The present invention uses a select signal to control a selector to filter the plurality of non-critical data, and uses another select signal to control another selector to filter the critical data and the non-critical data. Thus, the non-critical data and the critical data can be separately processed, and not required to follow the same clock, thereby enhancing the processing speed.

FIG. 6 is the method used with the flip-flop having improved set-up time according to an embodiment of the present invention. First, in step S601, a critical data is received and latched. At the same time, in step 603, a plurality of non-critical data is received, and a first selected data is output. Then, in step S605, the first selected data is latched. Next, in step S607, the critical data or the first selected data is selected to be a second selected data. In step S609, the second selected data is latched and output.

To sum up, according to the flip-flop having improved set-up time and the method used with provided by the present invention, since two different master latches are used with the selector to separately process the critical data and the non-critical data, such that the critical data and the non-critical data can be latched by different master latches without affecting each other, thereby improving the set-up time of the flip-flop and the time sequence of the critical path.

It will be apparent to those skilled in the art that various modifications and variations can be made to the structure of the present invention without departing from the scope or spirit of the invention. In view of the foregoing, it is intended that the present invention cover modifications and variations of this invention provided they fall within the scope of the following claims and their equivalents.

Claims

1. A flip-flop having improved set-up time, comprising:

a first master latch receiving a critical data and being used to latch the critical data;

a first selector receiving a plurality of non-critical data and outputting one of a plurality of non-critical data to be a first selected data;

a second master latch coupled to the first selector and being used to latch the first selected data;

a second selector coupled to the first master latch and the second master latch; and

a slave latch coupled to the second selector, wherein the second selector is used to select the critical data and the first selected data to output a second selected data to the slave latch, and the slave latch is used to latch and output the second selected data.

2. The flip-flop having improved set-up time as claimed in claim 1, wherein the first master latch comprises a first switch, a second switch, a first inverter, a second inverter, and the first switch is used to control the input of the critical data, the first inverter is coupled to the second inverter through the second switch, so as to latch and output the critical data.

3. The flip-flop having improved set-up time as claimed in claim 1, wherein the second master latch has a construction same as that of the first master latch.

4. The flip-flop having improved set-up time as claimed in claim 1, wherein the slave latch has a construction same as that of the first master latch.

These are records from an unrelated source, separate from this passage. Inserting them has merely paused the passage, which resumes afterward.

PR #899, opened 2023-02-01
Preview docs in Github Actions

dyfer:
I wanted to have an option of previewing documentation changes even if I don't have access to configured environment with mkdocs installed.

This PR adds a GHA job that runs _only on PRs_ and _only on docs changes_, creating a static version of the docs. They are then uploaded as GHA artifacts. This allows previewing the changes from a static rendering, without the need to run mkdocs locally.

This still requires to download the archive, uncompress it and open `*.html` file(s) in the browser, it does not create an online-viewable preview.

Not sure if others will find this useful... any feedback is welcomed!

### DIFF
--- a/.github/workflows/mkdocs-preview.yml
+++ b/.github/workflows/mkdocs-preview.yml
@@ -19,8 +19,12 @@ jobs:
           echo "use_directory_urls: false" >> mkdocs.yml
       - name: Render docs 
         run: mkdocs build
+      - name: Move to a subdirectory
+        run: |
+          mkdir docs-upload
+          mv site docs-upload/JackTrip-docs-${{ github.sha }}
       - name: Upload docs for preview
         uses: actions/upload-artifact@v3
         with:
           name: JackTrip-docs-${{ github.sha }}
-          path: site/
+          path: docs-upload
--- a/.github/workflows/mkdocs-preview.yml
+++ b/.github/workflows/mkdocs-preview.yml
@@ -1,0 +1,26 @@
+name: Render docs preview
+on:
+  pull_request:
+    paths:
+      - mkdocs.yml
+      - docs/**
+
+jobs:
+  build:
+    name: Render docs
+    runs-on: ubuntu-latest
+    steps:
+      - name: Checkout main
+        uses: actions/checkout@v3
+      - name: Install dependencies
+        run: pip install mkdocs-material mkdocs-macros-plugin
+      - name: Prepare for offline browsing
+        run: |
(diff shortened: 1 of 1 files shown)


ntonnaett (approved):
Nice idea! Looks fine. I assume this only works if it is already merged.

dyfer:
Thanks! It works for PRs that make actual changes to the docs, so not _this_ PR :). Here's an example how it works when made it run of every push: https://github.com/jacktrip/jacktrip/actions/runs/4069416120 (I later fixed the reason for node 12 action warning)

ntonnaett:
> Thanks! It works for PRs that make actual changes to the docs, so not _this_ PR :). Here's an example how it works when I made it run on every push: https://github.com/jacktrip/jacktrip/actions/runs/4069416120 (I later fixed the reason for node 12 action warning)

Of course. Might be really helpful for some people.

dyfer:
@ntonnaett OK to merge? (I'm double checking since I removed the repository check)

ntonnaett:
> @ntonnaett OK to merge? (I'm double checking since I removed the repository check)

Looks good. One additional idea to make it faster to use would be to put everything in a subdirectory in the zip file. But I remember that these things are difficult with GHA.

dyfer:
> One additional idea to make it faster to use would be to put everything in a subdirectory in the zip file.

Like [this](https://github.com/dyfer/jacktrip/actions/runs/4069679099)?

ntonnaett:
> > One additional idea to make it faster to use would be to put everything in a subdirectory in the zip file.
> 
> Like [this](https://github.com/dyfer/jacktrip/actions/runs/4069679099)?

Yes. But… So double subdirectories in artefacts is just something that happens with releases?!

dyfer:
> So double subdirectories in artefacts is just something that happens with releases?!

IIRC... Not exactly. Artifact upload on GHA ("Checks") page _always_ compresses files from the provided path into a zip file, even if it already is a single archive. I'm telling it to upload a directory, so it makes an archive from that.
However, this is not what happens for releases, where files are upload as they are listed, without being additionally packaged into an archive, so if you define a single zip then this is what is being uploaded.

We could presumably fix the double-zip issue by not creating the archive for artifact upload (we'd still need to create it for releases though).

dyfer:
I've added adding files into a subdirectory called the same as the archive (`JackTrip-docs-<sha>`). Looks good?

ntonnaett:
> I've added the commit that moves files into a subdirectory named the same as the archive (`JackTrip-docs-<sha>`). Looks good?

Perfect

5. The flip-flop having improved set-up time as claimed in claim 1, wherein the generating time of each of the non-critical data is shorter than the generating time of the critical data.

6. A method used in the flip-flop having improved set-up time, comprising:

receiving a plurality of non-critical data, and selecting one of the non-critical data to be a first selected data, and latching the first selected data while receiving and latching a critical data;

selecting the critical data or the first selected data to be a second selected data; and

latching and outputting the second selected data.

7. The method used in the flip-flop having improved set-up time as claimed in claim 6, wherein the generating time of each of the non-critical data is shorter than the generating time of the critical data.